WHAT YOU WILL DO
How many lines in the data below include the word "pytest"? Respond with the number, nothing more.

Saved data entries
□ □ □ □ □
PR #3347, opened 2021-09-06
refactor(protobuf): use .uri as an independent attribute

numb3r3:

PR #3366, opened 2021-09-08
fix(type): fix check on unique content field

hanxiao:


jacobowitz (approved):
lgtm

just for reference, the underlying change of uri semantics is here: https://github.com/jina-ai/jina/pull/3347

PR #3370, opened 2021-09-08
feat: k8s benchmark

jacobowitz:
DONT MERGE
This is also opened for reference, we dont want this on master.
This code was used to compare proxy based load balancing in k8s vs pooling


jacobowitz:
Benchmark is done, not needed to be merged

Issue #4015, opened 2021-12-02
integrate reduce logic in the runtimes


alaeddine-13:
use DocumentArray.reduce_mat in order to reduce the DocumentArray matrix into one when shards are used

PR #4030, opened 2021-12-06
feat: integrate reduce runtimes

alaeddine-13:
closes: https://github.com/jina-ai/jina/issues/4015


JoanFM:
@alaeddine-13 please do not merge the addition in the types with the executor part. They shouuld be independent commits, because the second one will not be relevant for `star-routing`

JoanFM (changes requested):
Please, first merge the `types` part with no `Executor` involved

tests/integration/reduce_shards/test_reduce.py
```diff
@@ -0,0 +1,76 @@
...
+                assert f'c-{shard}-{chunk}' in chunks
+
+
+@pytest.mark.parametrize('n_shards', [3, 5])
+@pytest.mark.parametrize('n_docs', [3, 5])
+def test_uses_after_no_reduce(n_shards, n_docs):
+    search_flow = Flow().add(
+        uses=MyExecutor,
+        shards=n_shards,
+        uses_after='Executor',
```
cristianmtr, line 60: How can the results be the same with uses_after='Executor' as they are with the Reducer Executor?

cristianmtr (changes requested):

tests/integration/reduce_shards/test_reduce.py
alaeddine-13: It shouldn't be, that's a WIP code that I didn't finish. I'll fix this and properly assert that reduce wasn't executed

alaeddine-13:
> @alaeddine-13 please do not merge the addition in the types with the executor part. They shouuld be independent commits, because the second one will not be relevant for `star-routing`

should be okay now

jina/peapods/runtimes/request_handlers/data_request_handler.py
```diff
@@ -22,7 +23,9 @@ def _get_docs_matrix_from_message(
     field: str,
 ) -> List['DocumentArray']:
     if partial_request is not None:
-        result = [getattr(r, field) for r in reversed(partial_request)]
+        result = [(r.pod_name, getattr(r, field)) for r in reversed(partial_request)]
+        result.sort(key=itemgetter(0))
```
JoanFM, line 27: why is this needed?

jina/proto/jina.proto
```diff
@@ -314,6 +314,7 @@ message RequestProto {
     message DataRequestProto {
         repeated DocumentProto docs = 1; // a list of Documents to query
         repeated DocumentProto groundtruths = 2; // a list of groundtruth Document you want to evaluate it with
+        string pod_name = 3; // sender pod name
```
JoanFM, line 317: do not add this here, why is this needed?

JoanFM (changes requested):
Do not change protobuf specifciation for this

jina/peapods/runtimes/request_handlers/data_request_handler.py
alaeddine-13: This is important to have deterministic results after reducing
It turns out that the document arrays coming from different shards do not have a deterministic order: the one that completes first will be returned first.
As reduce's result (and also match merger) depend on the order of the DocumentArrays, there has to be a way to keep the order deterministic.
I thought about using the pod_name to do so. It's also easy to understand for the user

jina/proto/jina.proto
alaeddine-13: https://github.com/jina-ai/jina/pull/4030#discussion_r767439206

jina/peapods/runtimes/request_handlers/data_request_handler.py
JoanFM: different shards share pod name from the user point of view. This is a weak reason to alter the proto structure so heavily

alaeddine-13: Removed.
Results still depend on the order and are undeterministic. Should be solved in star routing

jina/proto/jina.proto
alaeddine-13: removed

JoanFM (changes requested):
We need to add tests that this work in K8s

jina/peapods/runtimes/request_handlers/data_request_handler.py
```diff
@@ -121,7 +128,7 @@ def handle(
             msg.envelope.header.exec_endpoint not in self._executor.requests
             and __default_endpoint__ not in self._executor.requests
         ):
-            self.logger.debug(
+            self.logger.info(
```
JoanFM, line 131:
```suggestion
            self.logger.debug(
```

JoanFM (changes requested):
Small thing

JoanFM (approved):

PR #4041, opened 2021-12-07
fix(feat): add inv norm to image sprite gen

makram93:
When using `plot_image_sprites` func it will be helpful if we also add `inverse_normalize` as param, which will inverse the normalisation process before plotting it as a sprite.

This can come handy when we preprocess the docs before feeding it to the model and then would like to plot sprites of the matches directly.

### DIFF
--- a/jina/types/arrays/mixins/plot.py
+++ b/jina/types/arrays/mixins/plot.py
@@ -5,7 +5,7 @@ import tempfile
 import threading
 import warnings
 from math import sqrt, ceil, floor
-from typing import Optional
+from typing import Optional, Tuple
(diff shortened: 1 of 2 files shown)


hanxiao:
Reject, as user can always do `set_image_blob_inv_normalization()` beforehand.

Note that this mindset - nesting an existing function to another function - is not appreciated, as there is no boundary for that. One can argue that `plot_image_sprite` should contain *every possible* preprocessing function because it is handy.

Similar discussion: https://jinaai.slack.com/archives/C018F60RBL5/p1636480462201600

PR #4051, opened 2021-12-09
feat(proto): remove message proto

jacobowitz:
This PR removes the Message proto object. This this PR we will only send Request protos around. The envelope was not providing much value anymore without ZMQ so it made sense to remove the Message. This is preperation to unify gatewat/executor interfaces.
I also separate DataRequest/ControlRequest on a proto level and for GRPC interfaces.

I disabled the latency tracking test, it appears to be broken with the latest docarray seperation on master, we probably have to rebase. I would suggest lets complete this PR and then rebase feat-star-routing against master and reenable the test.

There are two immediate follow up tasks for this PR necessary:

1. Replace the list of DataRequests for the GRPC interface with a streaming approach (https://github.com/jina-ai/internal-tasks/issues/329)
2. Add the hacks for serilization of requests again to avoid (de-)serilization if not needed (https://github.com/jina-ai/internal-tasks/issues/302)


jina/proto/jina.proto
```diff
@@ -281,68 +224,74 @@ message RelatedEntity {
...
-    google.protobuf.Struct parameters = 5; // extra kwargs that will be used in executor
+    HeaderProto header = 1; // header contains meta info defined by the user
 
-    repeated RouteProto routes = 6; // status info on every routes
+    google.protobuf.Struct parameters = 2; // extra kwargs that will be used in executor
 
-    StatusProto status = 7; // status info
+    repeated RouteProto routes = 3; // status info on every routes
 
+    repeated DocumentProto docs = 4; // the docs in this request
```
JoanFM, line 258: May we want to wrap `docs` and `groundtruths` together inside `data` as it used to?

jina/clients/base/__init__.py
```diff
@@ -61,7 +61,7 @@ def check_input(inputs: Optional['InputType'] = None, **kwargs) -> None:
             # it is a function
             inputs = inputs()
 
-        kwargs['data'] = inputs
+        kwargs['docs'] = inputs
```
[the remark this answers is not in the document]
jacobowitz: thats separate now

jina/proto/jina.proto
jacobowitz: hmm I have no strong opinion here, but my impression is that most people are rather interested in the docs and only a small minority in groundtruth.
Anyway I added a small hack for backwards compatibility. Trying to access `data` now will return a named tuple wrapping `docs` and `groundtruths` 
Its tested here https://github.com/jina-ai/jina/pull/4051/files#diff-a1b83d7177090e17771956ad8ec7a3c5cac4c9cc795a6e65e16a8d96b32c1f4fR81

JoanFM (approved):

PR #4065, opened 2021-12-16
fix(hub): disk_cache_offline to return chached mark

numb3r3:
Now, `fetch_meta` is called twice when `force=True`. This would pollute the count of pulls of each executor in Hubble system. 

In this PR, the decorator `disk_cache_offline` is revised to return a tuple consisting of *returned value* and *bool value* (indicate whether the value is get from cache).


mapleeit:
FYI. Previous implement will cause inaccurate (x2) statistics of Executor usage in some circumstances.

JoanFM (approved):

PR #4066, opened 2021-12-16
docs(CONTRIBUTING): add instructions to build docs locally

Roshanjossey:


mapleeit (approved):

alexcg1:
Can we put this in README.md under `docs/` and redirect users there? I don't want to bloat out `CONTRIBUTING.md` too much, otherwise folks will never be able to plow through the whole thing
□ □ □ □ □
ANSWER FOR THIS EXERCISE
2